WHAT TO WORK ON — The required lines are those that contain "withRateLimits"; pull them out of the data and copy them.

RECORDS PROVIDED —

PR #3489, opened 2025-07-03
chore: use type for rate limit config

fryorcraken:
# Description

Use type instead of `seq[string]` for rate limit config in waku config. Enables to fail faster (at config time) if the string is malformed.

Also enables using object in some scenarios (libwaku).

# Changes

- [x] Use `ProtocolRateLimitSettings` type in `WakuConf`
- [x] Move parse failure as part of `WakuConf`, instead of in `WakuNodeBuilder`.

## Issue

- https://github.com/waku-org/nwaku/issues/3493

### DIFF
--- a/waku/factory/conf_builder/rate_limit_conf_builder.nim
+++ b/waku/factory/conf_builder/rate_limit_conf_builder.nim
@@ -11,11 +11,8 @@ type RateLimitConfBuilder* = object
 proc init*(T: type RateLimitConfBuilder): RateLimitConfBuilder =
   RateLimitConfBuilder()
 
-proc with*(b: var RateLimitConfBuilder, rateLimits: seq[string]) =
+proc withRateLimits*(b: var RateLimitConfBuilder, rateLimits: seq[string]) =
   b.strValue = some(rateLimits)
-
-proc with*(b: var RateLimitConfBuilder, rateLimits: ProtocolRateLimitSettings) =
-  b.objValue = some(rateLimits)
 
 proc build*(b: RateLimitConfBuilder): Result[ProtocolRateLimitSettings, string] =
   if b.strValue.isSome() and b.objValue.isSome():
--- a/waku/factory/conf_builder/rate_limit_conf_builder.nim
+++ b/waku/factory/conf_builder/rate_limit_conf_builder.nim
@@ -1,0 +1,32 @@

...

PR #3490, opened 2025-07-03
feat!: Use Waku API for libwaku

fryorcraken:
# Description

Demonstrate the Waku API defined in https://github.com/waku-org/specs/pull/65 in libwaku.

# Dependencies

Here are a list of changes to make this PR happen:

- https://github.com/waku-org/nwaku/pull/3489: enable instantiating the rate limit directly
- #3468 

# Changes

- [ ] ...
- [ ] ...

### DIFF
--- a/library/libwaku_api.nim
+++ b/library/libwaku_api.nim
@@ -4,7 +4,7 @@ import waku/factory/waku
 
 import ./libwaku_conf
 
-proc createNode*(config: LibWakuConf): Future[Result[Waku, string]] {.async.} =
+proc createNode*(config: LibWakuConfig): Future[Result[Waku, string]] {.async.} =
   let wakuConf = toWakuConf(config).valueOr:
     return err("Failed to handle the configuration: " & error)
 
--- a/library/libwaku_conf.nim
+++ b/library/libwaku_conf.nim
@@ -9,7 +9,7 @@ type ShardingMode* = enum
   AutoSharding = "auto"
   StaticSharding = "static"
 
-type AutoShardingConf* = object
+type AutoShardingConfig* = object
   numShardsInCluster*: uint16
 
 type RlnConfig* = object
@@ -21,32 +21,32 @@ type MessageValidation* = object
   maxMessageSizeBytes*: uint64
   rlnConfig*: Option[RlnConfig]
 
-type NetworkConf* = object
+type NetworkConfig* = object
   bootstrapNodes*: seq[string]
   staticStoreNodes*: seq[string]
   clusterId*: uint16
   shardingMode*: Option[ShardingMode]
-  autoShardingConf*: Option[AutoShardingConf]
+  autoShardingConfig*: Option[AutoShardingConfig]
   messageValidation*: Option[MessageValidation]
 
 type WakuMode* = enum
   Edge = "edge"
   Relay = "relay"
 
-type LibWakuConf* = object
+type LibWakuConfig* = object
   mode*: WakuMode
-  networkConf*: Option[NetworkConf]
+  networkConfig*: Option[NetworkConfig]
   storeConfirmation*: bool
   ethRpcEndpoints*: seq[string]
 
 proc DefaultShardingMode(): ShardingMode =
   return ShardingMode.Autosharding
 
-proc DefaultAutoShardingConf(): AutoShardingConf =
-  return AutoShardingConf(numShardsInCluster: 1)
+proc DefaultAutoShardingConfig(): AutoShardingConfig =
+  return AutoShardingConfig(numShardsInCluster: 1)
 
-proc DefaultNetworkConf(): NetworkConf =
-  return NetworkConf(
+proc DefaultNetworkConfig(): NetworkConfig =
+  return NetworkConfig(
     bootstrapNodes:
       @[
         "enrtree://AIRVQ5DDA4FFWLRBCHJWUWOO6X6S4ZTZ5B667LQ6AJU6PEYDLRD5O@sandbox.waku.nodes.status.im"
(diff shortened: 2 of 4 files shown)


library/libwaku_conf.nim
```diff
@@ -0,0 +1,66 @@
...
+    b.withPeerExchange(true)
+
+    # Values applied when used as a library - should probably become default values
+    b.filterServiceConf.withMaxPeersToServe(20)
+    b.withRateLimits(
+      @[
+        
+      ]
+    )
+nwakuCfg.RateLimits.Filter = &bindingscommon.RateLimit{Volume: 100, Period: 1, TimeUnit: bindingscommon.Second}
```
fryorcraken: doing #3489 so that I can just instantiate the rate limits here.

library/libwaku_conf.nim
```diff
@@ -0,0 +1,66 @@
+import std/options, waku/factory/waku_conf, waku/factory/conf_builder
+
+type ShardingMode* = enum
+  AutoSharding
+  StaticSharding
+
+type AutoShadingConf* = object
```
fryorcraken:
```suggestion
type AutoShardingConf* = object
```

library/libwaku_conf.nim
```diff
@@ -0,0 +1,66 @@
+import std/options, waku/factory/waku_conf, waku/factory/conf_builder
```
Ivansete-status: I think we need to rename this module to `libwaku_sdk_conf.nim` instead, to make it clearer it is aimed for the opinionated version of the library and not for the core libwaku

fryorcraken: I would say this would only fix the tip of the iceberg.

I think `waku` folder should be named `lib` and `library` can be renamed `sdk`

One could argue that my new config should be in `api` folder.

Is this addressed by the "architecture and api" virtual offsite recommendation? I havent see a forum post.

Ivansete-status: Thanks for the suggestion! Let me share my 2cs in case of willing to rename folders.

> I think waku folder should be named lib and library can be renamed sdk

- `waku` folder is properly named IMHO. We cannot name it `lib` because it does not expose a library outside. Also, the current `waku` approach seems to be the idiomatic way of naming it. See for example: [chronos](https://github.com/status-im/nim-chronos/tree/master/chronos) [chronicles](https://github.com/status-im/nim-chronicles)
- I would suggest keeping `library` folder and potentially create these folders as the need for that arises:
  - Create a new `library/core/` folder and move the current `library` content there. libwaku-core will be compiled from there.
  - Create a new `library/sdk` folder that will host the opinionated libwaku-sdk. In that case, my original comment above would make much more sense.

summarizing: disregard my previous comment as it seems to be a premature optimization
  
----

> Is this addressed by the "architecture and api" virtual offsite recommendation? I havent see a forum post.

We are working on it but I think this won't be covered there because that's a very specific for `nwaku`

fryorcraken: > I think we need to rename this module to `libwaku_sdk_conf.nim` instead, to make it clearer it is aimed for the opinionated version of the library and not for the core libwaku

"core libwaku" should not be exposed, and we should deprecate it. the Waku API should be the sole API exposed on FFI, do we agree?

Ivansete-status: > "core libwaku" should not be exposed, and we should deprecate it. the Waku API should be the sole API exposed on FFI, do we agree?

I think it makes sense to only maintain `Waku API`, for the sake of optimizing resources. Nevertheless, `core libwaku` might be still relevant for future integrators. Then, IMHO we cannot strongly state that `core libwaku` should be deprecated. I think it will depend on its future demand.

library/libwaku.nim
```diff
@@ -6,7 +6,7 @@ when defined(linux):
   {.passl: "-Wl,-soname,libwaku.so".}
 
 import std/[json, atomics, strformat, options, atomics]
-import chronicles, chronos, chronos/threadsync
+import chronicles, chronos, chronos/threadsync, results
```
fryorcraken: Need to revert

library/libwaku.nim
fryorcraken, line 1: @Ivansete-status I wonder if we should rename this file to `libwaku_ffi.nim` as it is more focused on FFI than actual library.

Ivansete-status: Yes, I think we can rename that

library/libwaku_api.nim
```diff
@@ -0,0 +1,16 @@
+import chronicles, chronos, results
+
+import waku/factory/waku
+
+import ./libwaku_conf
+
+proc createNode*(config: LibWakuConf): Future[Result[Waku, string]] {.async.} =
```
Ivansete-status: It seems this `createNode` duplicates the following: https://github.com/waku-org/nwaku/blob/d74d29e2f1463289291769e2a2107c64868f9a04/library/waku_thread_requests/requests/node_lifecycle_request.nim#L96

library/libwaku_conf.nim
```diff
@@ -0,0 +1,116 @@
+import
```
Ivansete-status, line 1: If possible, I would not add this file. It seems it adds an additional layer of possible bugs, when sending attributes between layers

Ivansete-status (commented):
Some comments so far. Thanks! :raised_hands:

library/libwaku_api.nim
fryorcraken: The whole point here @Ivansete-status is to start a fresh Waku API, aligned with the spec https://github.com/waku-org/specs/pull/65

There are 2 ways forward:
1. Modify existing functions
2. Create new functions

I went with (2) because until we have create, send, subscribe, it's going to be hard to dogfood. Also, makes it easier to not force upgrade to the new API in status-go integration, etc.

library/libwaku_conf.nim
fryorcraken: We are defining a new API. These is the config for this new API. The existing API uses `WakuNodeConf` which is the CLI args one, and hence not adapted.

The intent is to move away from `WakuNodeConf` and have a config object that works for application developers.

EXERCISE SOLUTION —
+proc withRateLimits*(b: var RateLimitConfBuilder, rateLimits: seq[string]) =
+    b.withRateLimits(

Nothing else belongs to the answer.